**TASK ITEM:** Report every line from the following entries that contains the string "consolidation".

**SUPPLIED MATERIAL:**
Issue #182, opened 2025-06-26
[Indexer] Refactor `Indexer` to `ChainOrchestrator`


frisitano:
# Overview
This is a proposal to refactor the `Indexer` into a `ChainOrchestrator` component. The `ChainOrchestrator` component will have the following responsibilities:
- Determine when we are in optimistic mode
- Validate that L1 messages are correct and continuous
- Detect reorgs on L2 and issue an appropriate event
- Be the primary driver of the EN

## Optimistic Mode
We define optimistic mode as a mode when we have not fully synced from L1, and as such, we will not be in a position to validate all L1 messages.

When a node starts up, the `ChainOrchestrator` will be instantiated with `optimistic_mode = true`. We then will have to wait for the `L1Watcher` to sync, at which point it should emit a `L1Synced` event. We need to ensure that all previously emitted batches and L1 messages have been consolidated and indexed before switching the `ChainOrchestrator` to `optimistic_mode = false`. At this point we should validate that any blocks that we have optimistically synced have valid L1 messages included in them. Following this, for every new block received over the network, we should validate the L1 messages before pushing the blocks to the EN.

## L2 Reorgs
The `ChainOrchestrator` should be responsible for detecting L2 reorgs. When we receive a block over P2P, we should reconcile the block with the chain data we have in the database. If we have a gap between the database chain tip and the P2P block, then we should recursively request parent blocks until we find the highest common ancestor. If the highest common ancestor is the chain tip, then we know this chain extends the chain the RN is following; if it is some deeper block, then we have detected a reorg and must unwind the chain to the highest common ancestor. We must then validate L1 messages from the new chain blocks and issue messages for the EN to execute these blocks and issue an FCU. On startup, we encounter a challenge in which the gap between the indexed data in the database and the block received over P2P is very large. As such, we need a means of addressing this. A simple approach would be to optimistically sync the last N (~300?) blocks and persist them in the database such that on future blocks we can detect reorgs against this optimistic chain. A more robust solution would be to fetch the latest finalized block from L1 and then use that as an anchor to recursively sync back to. In the name of practicality, I propose we implement the former solution first and then subsequently implement the latter.

PR #185, opened 2025-07-02
feat: chain orchestrator

frisitano:
closes: #182
closes https://github.com/scroll-tech/reth/issues/243

### DIFF
--- a/crates/database/migration/src/lib.rs
+++ b/crates/database/migration/src/lib.rs
@@ -6,6 +6,7 @@ mod m20250408_132123_add_header_metadata;
 mod m20250408_150338_load_header_metadata;
 mod m20250411_072004_add_l2_block;
 mod m20250616_223947_add_metadata;
+mod m20250825_093350_remove_unsafe_l2_blocks;
 mod migration_info;
 pub use migration_info::{
     MigrationInfo, ScrollDevMigrationInfo, ScrollMainnetMigrationInfo, ScrollSepoliaMigrationInfo,
@@ -23,6 +24,7 @@ impl<MI: MigrationInfo + Send + Sync + 'static> MigratorTrait for Migrator<MI> {
             Box::new(m20250408_150338_load_header_metadata::Migration::<MI>(Default::default())),
             Box::new(m20250411_072004_add_l2_block::Migration::<MI>(Default::default())),
             Box::new(m20250616_223947_add_metadata::Migration),
+            Box::new(m20250825_093350_remove_unsafe_l2_blocks::Migration),
         ]
     }
 }
--- a/crates/database/migration/src/m20250825_093350_remove_unsafe_l2_blocks.rs
+++ b/crates/database/migration/src/m20250825_093350_remove_unsafe_l2_blocks.rs
@@ -1,0 +1,28 @@
+use sea_orm::Statement;
+use sea_orm_migration::prelude::*;
+
+#[derive(DeriveMigrationName)]
+pub struct Migration;
+
+#[async_trait::async_trait]
+impl MigrationTrait for Migration {
+    async fn up(&self, manager: &SchemaManager) -> Result<(), DbErr> {
+        manager
+            .get_connection()
+            .execute(Statement::from_sql_and_values(
+                manager.get_database_backend(),
+                r#"
+        DELETE FROM l2_block
+        WHERE batch_index IS NULL
+        "#,
+                [],
+            ))
+            .await?;
+
+        Ok(())
+    }
+
+    async fn down(&self, _manager: &SchemaManager) -> Result<(), DbErr> {
+        Ok(())
+    }
+}


greged93 (commented):
Couple of comments and some small nits and leftover code to clean.

crates/database/db/src/operations.rs
```diff
@@ -382,33 +421,49 @@ pub trait DatabaseOperations: DatabaseConnectionProvider {
...
-                        models::l2_block::Column::BlockHash,
-                        models::l2_block::Column::BatchHash,
-                        models::l2_block::Column::BatchIndex,
-                    ])
-                    .to_owned(),
-            )
-            .exec(self.get_connection())
-            .await?;
+        // We only insert safe blocks into the database, we do not persist unsafe blocks.
+        if batch_info.is_some() {
```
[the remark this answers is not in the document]
frisitano: So currently, we use this function in 2 circumstances: 

1. Inserting blocks from L1 consolidation
2. For updating the L2 block number at which a L1 message has been included (in this case, we do not want to persist the block itself, only map the L1 message to the L2 block number).

crates/database/migration/src/m20220101_000001_create_batch_commit_table.rs
```diff
@@ -23,7 +24,29 @@ impl MigrationTrait for Migration {
...
+        "#,
+                vec![
+                    0u64.into(),
+                    vec![0u8; HASH_LENGTH as usize].into(),
+                    0u64.into(),
+                    0u64.into(),
+                    vec![].into(),
+                    None::<Vec<u8>>.into(),
+                    0u64.into(),
+                ],
```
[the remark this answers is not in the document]
frisitano: This is used to mark the genesis block stored in the `l2_block` table as safe. The genesis block in that table can only be marked as safe if it has a batch that it can be related to. We need this to be safe as when the node is started the `ChainOrchestrator` loads the latest safe chain into the in-memory chain.

crates/chain-orchestrator/src/lib.rs
```diff
@@ -0,0 +1,1502 @@
...
+            // If we are in optimistic mode and the received chain can not be reconciled with the
+            // in-memory chain we break. We will reconcile after optimistic sync has completed.
+            if *optimistic_mode.lock().await &&
+                received_chain_headers.last().unwrap().number <
+                    current_chain_headers.front().unwrap().number
+            {
+                return Ok(ChainOrchestratorEvent::InsufficientDataForReceivedBlock(
+                    received_block.hash_slow(),
+                ))
+            }
```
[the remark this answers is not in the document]
frisitano: We may start with `received_chain_headers.last().number > current_chain_headers.front().number` but as we fetch more more headers for `received_chain_headers` via the loop we can reach a point where `received_chain_headers.last().number < current_chain_headers.front().number` as and such we should terminate the loop. Let me know if this makes sense to you.

crates/chain-orchestrator/src/lib.rs
```diff
@@ -0,0 +1,1502 @@
...
+                .await?
+                .into_data()
+            {
+                received_chain_headers.push(header.clone());
+                received_header_tail = header;
+            } else {
+                return Err(ChainOrchestratorError::MissingBlockHeader {
+                    hash: received_header_tail.parent_hash,
+                });
+            }
```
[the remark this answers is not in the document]
frisitano: Because we haven't been able to reconcile the `received_chain_headers` with `current_chain_headers` which suggests that the fork is deeper than the current block number of `received_chain_headers`.

crates/chain-orchestrator/src/lib.rs
```diff
@@ -0,0 +1,1502 @@
...
+                    new_blocks, peer_id, signature,
+                )))
+            }
+            // If we are re-organizing the in-memory chain, we need to split the chain at the reorg
+            // point and extend it with the new blocks.
+            position => {
+                // reorg the in-memory chain to the new chain and issue a reorg event.
+                let mut new_chain = Chain::new(CHAIN_BUFFER_SIZE);
+                new_chain.extend(current_chain_headers.iter().take(position).cloned());
+                new_chain.extend(received_chain_headers);
```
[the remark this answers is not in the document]
frisitano: can you elaborate on why you think this is the case please?

crates/chain-orchestrator/src/lib.rs
```diff
@@ -0,0 +1,1502 @@
...
+                            hash: current_chain_headers.front().unwrap().parent_hash,
+                        });
+                    }
+                }
+            }
+
+            // We search the in-memory chain to see if we can reconcile the block import.
+            if let Some(pos) = current_chain_headers
+                .iter()
+                .rposition(|h| h.hash_slow() == received_header_tail.parent_hash)
```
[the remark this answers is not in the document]
frisitano: I think there is a bug here, we shouldn't be updating `received_header_tail = header`. Let me update this and add some test cases for deep reorgs.

crates/chain-orchestrator/src/lib.rs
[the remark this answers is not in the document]
greged93: In the current implementation I did, instead of extending the bounded vec and dropping hold values, I drop the iterator provided in extend until it fits in the vec. This seems incorrect to me.

crates/watcher/src/lib.rs
```diff
@@ -212,8 +220,17 @@ where
...
                 tokio::time::sleep(SLOW_SYNC_INTERVAL).await;
+            } else if self.current_block_number == self.l1_state.head {
+                // if we have synced to the head of the L1, notify the channel and set the
+                // `is_synced`` flag.
+                if let Err(L1WatcherError::SendError(_)) = self.notify(L1Notification::Synced).await
+                {
+                    tracing::warn!(target: "scroll::watcher", "L1 watcher channel closed, stopping the watcher");
+                    break;
+                }
+                self.is_synced = true;
```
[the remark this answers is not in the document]
greged93: hmmm but so if we lose a provider for 12 minutes we might enter an edge case we can't exit from?

crates/database/db/src/operations.rs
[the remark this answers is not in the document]
greged93: Also, based on the comment, should we update the database model to reflect that every l2 block in database should have a batch?

crates/chain-orchestrator/src/lib.rs
```diff
@@ -0,0 +1,1502 @@
...
+                received_block.header.hash_slow(),
+            ));
+        };
+
+        // We fetch headers for the received chain until we can reconcile it with the chain we
+        // currently have in-memory.
+        let mut received_chain_headers = vec![received_block.header.clone()];
+        let mut received_header_tail = received_block.header.clone();
+
+        // We should never have a re-org that is deeper than the current safe head.
```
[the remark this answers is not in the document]
frisitano: I think this is worthy of open discourse amongst the team. In my opinion, safe should mean that it is highly probable that the block will be settled at some later time. The only way a block associated with a batch posted to L1 would not be settled is if the batch was reorged (and not included later), and given that reorgs are relatively infrequent and shallow, I think the current approach is reasonable. Furthermore, I think we can consider a block as finalized if the batch associated with the block is included in a finalzied block. Provided we work under the assumption of completeness of the proof system and permissionless submission of proofs then I think we can mark these blocks as described before any proofs are posted to L1. Lets open this discussion for the team more broadly.

crates/chain-orchestrator/src/lib.rs
```diff
@@ -0,0 +1,1520 @@
...
+                received_chain_headers.push(header.clone());
+            } else {
+                return Err(ChainOrchestratorError::MissingBlockHeader {
+                    hash: received_chain_headers.last().unwrap().parent_hash,
+                });
+            }
+        };
+
+        // Reverse the new chain headers to have them in the correct order.
+        received_chain_headers.reverse();
```
greged93, line 330: Personally think we would gain in code clarity if received_chain_headers and current_chain_headers were ordered in the same way.

crates/chain-orchestrator/src/lib.rs
```diff
@@ -0,0 +1,1520 @@
...
+        let chain_buffer_size = self.chain_buffer_size;
+        let fut =
+            self.handle_metered(
+                ChainOrchestratorItem::InsertL2Block,
+                Box::pin(async move {
+                    // If we are in optimistic mode and the L1 is synced, we consolidate the chain
+                    // and disable optimistic mode to enter consolidated mode
+                    // (consolidated_mode = !optimistic_mode).
+                    let consolidated = if !*optimistic_mode.lock().await {
+                        true
```
greged93, line 394: we don't perform any consolidation here. Is this because in `!optimistic_mode`, the consolidation happens in `handle_new_block`?

crates/engine/src/driver.rs
```diff
@@ -122,17 +122,24 @@ where
...
+        self.chain_imports.push_back(chain_import);
+        self.waker.wake();
+    }
+
+    /// Optimistically syncs the chain to the provided block info.
+    pub fn handle_optimistic_sync(&mut self, block_info: BlockInfo) {
+        tracing::info!(target: "scroll::engine", ?block_info, "optimistic sync request received");
+
+        // Purge all pending block imports.
+        self.chain_imports.clear();
```
greged93, line 137: why do we purge all pending block imports?

crates/network/src/manager.rs
```diff
@@ -182,9 +217,45 @@ impl<N: FullNetwork> ScrollNetworkManager<N> {
             }
         }
     }
+
+    /// Handles a new block received from the eth-wire protocol.
+    fn handle_eth_wire_block(
```
greged93, line 222: makes sense to have this here 👌

crates/network/src/manager.rs
```diff
@@ -211,6 +282,15 @@ impl<N: FullNetwork> Stream for ScrollNetworkManager<N> {
             return Poll::Ready(Some(this.on_scroll_wire_event(event)));
         }
 
+        // Handle blocks received from the eth-wire protocol.
+        while let Some(Poll::Ready(Some(block))) =
```
greged93, line 286: note (not relevant for now but lets keep it in mind): at some point we might want to implement the same [logic](https://github.com/scroll-tech/reth/blob/50c207d62e2ae3236e9d3ca0aab23601e5dee028/crates/net/network/src/manager.rs#L1126) as in Reth to avoid having some components in the node monopolizing all resources.

crates/sequencer/tests/e2e.rs
```diff
@@ -599,7 +598,7 @@ async fn can_build_blocks_and_exit_at_gas_limit() {
     let chain_spec = SCROLL_DEV.clone();
     const MIN_TRANSACTION_GAS_COST: u64 = 21_000;
     const BLOCK_BUILDING_DURATION: Duration = Duration::from_millis(250);
-    const BLOCK_GAP_TRIGGER: u64 = 100;
+    // const BLOCK_GAP_TRIGGER: u64 = 100;
```
greged93, line 601: remove?

greged93 (commented):
couple of extra comments and questions. Also I see we have a lot more `unwrap`s in the code, are all these safe to keep?

crates/chain-orchestrator/src/lib.rs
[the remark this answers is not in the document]
frisitano: updated and test added, please re-review

crates/chain-orchestrator/src/lib.rs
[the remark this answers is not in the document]
frisitano: updated

crates/chain-orchestrator/src/lib.rs
```diff
@@ -0,0 +1,1502 @@
...
+    use std::{collections::HashMap, ops::RangeInclusive, sync::Arc};
+
+    type ScrollBody = <ScrollBlock as Block>::Body;
+
+    const TEST_OPTIMISTIC_SYNC_THRESHOLD: u64 = 100;
+
+    /// A headers+bodies client that stores the headers and bodies in memory, with an artificial
+    /// soft bodies response limit that is set to 20 by default.
+    ///
+    /// This full block client can be [Clone]d and shared between multiple tasks.
```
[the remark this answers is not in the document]
frisitano: no it's not because `Clone` is the trait that is implemented, and this pattern makes `[Clone]` linkable in rust docs

greged93 (commented):
reviewing l2geth code, I noticed we might be missing checks on L1 messages.

crates/chain-orchestrator/src/lib.rs
```diff
@@ -0,0 +1,1564 @@
...
+
+    blocks
+}
+
+/// Validates the L1 messages in the provided blocks against the expected L1 messages synced from
+/// L1.
+async fn validate_l1_messages(
+    blocks: &[ScrollBlock],
+    database: Arc<Database>,
+) -> Result<(), ChainOrchestratorError> {
```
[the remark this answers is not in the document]
greged93: > Or are you suggesting we do this in the consensus on reth (as I believe you have already in the open PR)?

I'm actually not sure if we should have these checks in Reth and/or Rollup node. What do you think?

> Regarding the start index, how about we introduce an l1_message_index: Arc<Mutex<IndexType> in memory which is used to determine the cursor start.

Won't we have an issue with L1 reorgs with this?

crates/network/src/manager.rs
frisitano: Completely agree. lets add an issue for this.

crates/chain-orchestrator/src/lib.rs
greged93: works for me, should we raise an issue with all improvements listed?

crates/engine/src/driver.rs
greged93: should we also clear the pending futures then?

crates/watcher/src/lib.rs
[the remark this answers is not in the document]
greged93: Should we do this in another PR?

greged93 (approved):
just need to resolve the pending comments and open 1 issues related to L1 watcher sync.

crates/chain-orchestrator/src/lib.rs
```diff
@@ -0,0 +1,1610 @@
...
+                        .number
+                        .saturating_sub(1) <=
+                        latest_safe_block.number
+                    {
+                        tracing::info!(target: "scroll::chain_orchestrator", hash = %latest_safe_block.hash, number = %latest_safe_block.number, "reached safe block number for current chain - terminating fetching.");
+                        break;
+                    }
+                    tracing::trace!(target: "scroll::chain_orchestrator", number = ?(current_chain_headers.front().expect("chain can not be empty").number - 1), "fetching block for current chain");
+                    if let Some(block) = l2_client
+                        .get_block_by_hash(
```
jonastheis, line 320: What's the timeout for this operation? What if none of our neighbors supplies this block?

crates/node/src/constants.rs
```diff
@@ -19,7 +19,10 @@ pub(crate) const DEFAULT_PAYLOAD_BUILDING_DURATION: u64 = 800;
 pub(crate) const DEFAULT_PAYLOAD_SIZE_LIMIT: u64 = 122_880;
 
 /// The gap in blocks between the P2P and EN which triggers sync.
-pub(crate) const BLOCK_GAP_TRIGGER: u64 = 500_000;
+pub(crate) const BLOCK_GAP_TRIGGER: u64 = 100_000;
+
+/// The number of block headers to keep in the in-memory chain buffer in the chain orchestrator.
+pub(crate) const CHAIN_BUFFER_SIZE: usize = 2000;
```
jonastheis, line 25: Wondering if 2000 is enough? How much memory would this occupy?

crates/chain-orchestrator/src/lib.rs
```diff
@@ -0,0 +1,1610 @@
...
+                    }
+                }
+            }
+
+            // We search the in-memory chain to see if we can reconcile the block import.
+            if let Some(pos) = current_chain_headers.iter().rposition(|h| {
+                h.hash_slow() ==
+                    received_chain_headers.last().expect("chain can not be empty").parent_hash
+            }) {
+                // If the received fork is older than the current chain, we return an event
```
jonastheis, line 346: How do we know here that this is a fork/reorg?

crates/chain-orchestrator/src/lib.rs
```diff
@@ -0,0 +1,1610 @@
...
+                        peer_id,
+                        signature,
+                    });
+                }
+                break pos;
+            }
+
+            // If the current header block number is less than the latest safe block number then
+            // we should error.
+            if received_chain_headers.last().expect("chain can not be empty").number <=
```
jonastheis, line 366: Shouldn't we do this quick check already earlier?

crates/chain-orchestrator/src/lib.rs
```diff
@@ -0,0 +1,1610 @@
...
+                latest_safe_block.number
+            {
+                return Err(ChainOrchestratorError::L2SafeBlockReorgDetected);
+            }
+
+            tracing::trace!(target: "scroll::chain_orchestrator", number = ?(received_chain_headers.last().expect("chain can not be empty").number - 1), "fetching block");
```
jonastheis, line 372: can't we store `received_chain_headers.last()` in a variable somewhere to avoid calling the expect dozens of times?

crates/chain-orchestrator/src/lib.rs
```diff
@@ -0,0 +1,1610 @@
...
+
+            // We search the in-memory chain to see if we can reconcile the block import.
+            if let Some(pos) = current_chain_headers.iter().rposition(|h| {
+                h.hash_slow() ==
+                    received_chain_headers.last().expect("chain can not be empty").parent_hash
+            }) {
+                // If the received fork is older than the current chain, we return an event
+                // indicating that we have received an old fork.
+                if (pos < current_chain_headers.len() - 1) &&
+                    current_chain_headers.get(pos + 1).expect("chain can not be empty").timestamp >
```
jonastheis, line 349: This seems like quite important: we don't react to reorgs based on timestamp of a block. what if the sequencer's time is faulty?

crates/chain-orchestrator/src/lib.rs
```diff
@@ -0,0 +1,1610 @@
...
+    pub optimistic_mode: Arc<Mutex<bool>>,
+    pub optimistic_sync_threshold: u64,
+    pub network_client: Arc<BC>,
+    pub database: Arc<Database>,
+    pub chain_buffer_size: usize,
+}
+
+/// Consolidates the chain by reconciling the in-memory chain with the L2 client and database.
+/// This is used to ensure that the in-memory chain is consistent with the L2 chain.
+async fn consolidate_chain<P: Provider<Scroll> + 'static>(
```
jonastheis, line 815: Why is it enough to consolidate only back to the safe head? Is it because the safe block is derived from L1 and the L1 messages until that point are verified through the L1 derivation pipeline?

crates/chain-orchestrator/src/lib.rs
```diff
@@ -0,0 +1,1610 @@
...
+        chain_spec: Arc<ChainSpec>,
+        l1_message: TxL1Message,
+        l1_block_number: u64,
+        block_timestamp: u64,
+    ) -> Result<Option<ChainOrchestratorEvent>, ChainOrchestratorError> {
+        let event = ChainOrchestratorEvent::L1MessageCommitted(l1_message.queue_index);
+
+        let queue_hash = if chain_spec
+            .scroll_fork_activation(ScrollHardfork::EuclidV2)
+            .active_at_timestamp_or_number(block_timestamp, l1_block_number) &&
```
jonastheis, line 646: Why pass `l1_block_number` here?

crates/chain-orchestrator/src/lib.rs
```diff
@@ -0,0 +1,1610 @@
...
+            txn.delete_l2_blocks_gt_batch_index(prev_batch_index).await?;
+            txn.get_highest_block_for_batch_index(prev_batch_index).await?
+        } else {
+            None
+        };
+
+        let event = ChainOrchestratorEvent::BatchCommitIndexed {
+            batch_info: BatchInfo::new(batch.index, batch.hash),
+            l1_block_number: batch.block_number,
+            safe_head: new_safe_head,
```
jonastheis, line 690: Why is the `safe_head` only part of this event in case there was a batch revert? Couldn't it always be part of the event and have a separate field if it was indeed a batch revert (if we even need that information)?

crates/chain-orchestrator/src/lib.rs
```diff
@@ -0,0 +1,1610 @@
...
+            finalized_block =
+                Self::fetch_highest_finalized_block(database, batch_hash, l2_block_number).await?;
+        }
+
+        let event = ChainOrchestratorEvent::BatchFinalized(batch_hash, finalized_block);
+        Ok(Some(event))
+    }
+
+    /// Returns the highest finalized block for the provided batch hash. Will return [`None`] if the
+    /// block number has already been seen by the indexer.
```
jonastheis, line 725: Let's also update the comments where `indexer` -> `chain orchestrator`

crates/chain-orchestrator/src/lib.rs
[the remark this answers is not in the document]
jonastheis: We should replicate the l2geth implementation as close as possible. This also means the order within the block etc. We should open a separate issue to revisit this after the PR is merged.

crates/watcher/src/lib.rs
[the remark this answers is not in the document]
frisitano: @jonastheis is it fair to say this is captured in this issue https://github.com/scroll-tech/rollup-node/issues/252?

crates/engine/src/driver.rs
frisitano: I presume you are referring to `engine_future`? If so, we could do but this engine future may be related to an L1 consolidation, in which case we wouldn't want to clear it. I think it's fine to leave as unless I'm misssing something?

crates/node/src/args.rs
```diff
@@ -394,26 +418,49 @@ impl Default for ConsensusAlgorithm {
...
+    }
+}
+
 /// The network arguments.
 #[derive(Debug, Clone, clap::Args)]
 pub struct NetworkArgs {
     /// A bool to represent if new blocks should be bridged from the eth wire protocol to the
     /// scroll wire protocol.
-    #[arg(long = "network.bridge", default_value_t = true)]
+    #[arg(long = "network.bridge")]
```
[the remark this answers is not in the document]
frisitano: Currently, there is no way to set this to false via CLI. With booleans, the absence of the argument represents false. However, because we are setting `default_value_t = true`, this remains true even in the absence of the CLI argument.

crates/node/src/args.rs
```diff
@@ -422,11 +469,19 @@ pub struct NetworkArgs {
         value_name = "NETWORK_SEQUENCER_URL"
     )]
     pub sequencer_url: Option<String>,
+    /// A bool that represents if blocks should be gossiped over the eth-wire protocol.
+    #[arg(long = "network.eth-wire-gossip")]
```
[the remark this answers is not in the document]
frisitano: Your description of the interaction is correct. 

The intention of this flag was to mitigate duplication of block announcements. However, I think a more robust solution would be to handle it on the receiving end as described in your issue #251. I will revert this change.

crates/network/src/manager.rs
```diff
@@ -191,9 +236,53 @@ impl<N: FullNetwork<Primitives = ScrollNetworkPrimitives>> ScrollNetworkManager<
...
+        // from the last `ECDSA_SIGNATURE_LEN` bytes of the extra data field as specified by
+        // the protocol.
+        if let Some(signature) = extra_data
+            .len()
+            .checked_sub(ECDSA_SIGNATURE_LEN)
+            .and_then(|i| Signature::from_raw(&extra_data[i..]).ok())
+        {
+            Some(NetworkManagerEvent::NewBlock(NewBlockWithPeer { peer_id, block, signature }))
+        } else {
+            tracing::warn!(target: "scroll::bridge::import", peer_id = %peer_id, "Failed to extract signature from block extra data");
```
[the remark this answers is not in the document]
frisitano: Good catch yes we should. will update.

crates/database/db/src/models/l2_block.rs
```diff
@@ -9,21 +9,17 @@ pub struct Model {
     #[sea_orm(primary_key)]
     block_number: i64,
     block_hash: Vec<u8>,
-    batch_index: Option<i64>,
-    batch_hash: Option<Vec<u8>>,
+    batch_index: i64,
```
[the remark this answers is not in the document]
frisitano: We don't persist unsafe L2 blocks in the database anymore. They are already persisted in the execution node.

crates/chain-orchestrator/src/lib.rs
```diff
@@ -0,0 +1,1610 @@
...
+            let mut optimistic_headers = Chain::new(chain_buffer_size);
+            optimistic_headers.push_front(received_block.header.clone());
+            while optimistic_headers.len() < chain_buffer_size &&
+                optimistic_headers.first().expect("chain can not be empty").number != 0
+            {
+                tracing::trace!(target: "scroll::chain_orchestrator", number = ?(optimistic_headers.first().expect("chain can not be empty").number - 1), "fetching block");
+                let parent_hash =
+                    optimistic_headers.first().expect("chain can not be empty").parent_hash;
+                let header = network_client
+                    .get_header(BlockHashOrNumber::Hash(parent_hash))
```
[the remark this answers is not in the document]
frisitano: > Is this efficient? Shouldn't we use GetBlockHeaders for this?
Yes, a more efficient means would be to use `GetBlockHeaders`. 

> We could also wait for the EN to finish the sync and then load from our EN? 
I think this is the best solution.

I will add both of these points to the refactoring issue that I create shortly.

crates/node/src/constants.rs
frisitano: I think we can increase this considerably if required. The general idea is that we should keep enough blocks in memory to support reorgs. I was thinking that a reorg of > 2000 blocks is unlikely.

crates/chain-orchestrator/src/lib.rs
frisitano: Because the received chain does not extend the current chain head (`pos < current_chain_headers.len() - 1`) it extends from a deeper block.

crates/chain-orchestrator/src/lib.rs
frisitano: yes, I've moved the check higher.

crates/chain-orchestrator/src/lib.rs
frisitano: correct

crates/chain-orchestrator/src/lib.rs
frisitano: None the less I agree with the general point and I think we should open an issue for this.

crates/chain-orchestrator/src/lib.rs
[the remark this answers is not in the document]
frisitano: I believe most of these checks have been implemented in the conensus logic of scroll reth https://github.com/scroll-tech/reth/pull/314/files#diff-a12a5304a4193ceb7da625fa5b565eedd96402e98dab5f7eda45db542bf5795dR353. The outstanding check is to ensure that we maintain continuity across blocks in the chain orchestrator. I have opened this issue to track https://github.com/scroll-tech/rollup-node/issues/245

crates/chain-orchestrator/src/event.rs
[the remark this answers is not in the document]
frisitano: Could you provide a bit more content on specific events that are inconsistent / poorly defined?

crates/network/src/manager.rs
```diff
@@ -161,15 +161,13 @@ impl<
...
-        if self.eth_wire_gossip {
-            let eth_wire_new_block = {
-                let td = U128::from_limbs([0, block.block.header.number]);
-                let mut eth_wire_block = block.block.clone();
-                eth_wire_block.header.extra_data = block.signature.clone().into();
-                EthWireNewBlock { block: eth_wire_block, td }
-            };
-            self.inner_network_handle().eth_wire_announce_block(eth_wire_new_block, hash);
-        }
+        let eth_wire_new_block = {
```
jonastheis, line 164: why do we actually need to compute the total difficulty here? isn't it part the block header already? `eth_wire_block.header.difficulty` or is this a different difficulty?

crates/chain-orchestrator/src/lib.rs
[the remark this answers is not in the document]
jonastheis: Ok, we can resolve this convo from my pov

crates/chain-orchestrator/src/lib.rs
jonastheis: Not sure for now it's okay, but we should discuss this. Maybe best to capture in an issue so we can revisit if necessary and don't forget

crates/network/src/manager.rs
frisitano: I believe that's the block difficulty and not the total difficulty?

crates/watcher/src/lib.rs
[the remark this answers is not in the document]
jonastheis: Maybe you could add some more context to this issue what exactly is the current behavior in this PR and what would be the desired behavior.

jonastheis (dismissed):

frisitano:
Tests are passing fine locally - I suspect there is some form of content in CI. Will merge and fix later.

**SOLUTION TO THE EXERCISE:**
1. Inserting blocks from L1 consolidation
greged93, line 394: we don't perform any consolidation here. Is this because in `!optimistic_mode`, the consolidation happens in `handle_new_block`?
frisitano: I presume you are referring to `engine_future`? If so, we could do but this engine future may be related to an L1 consolidation, in which case we wouldn't want to clear it. I think it's fine to leave as unless I'm misssing something?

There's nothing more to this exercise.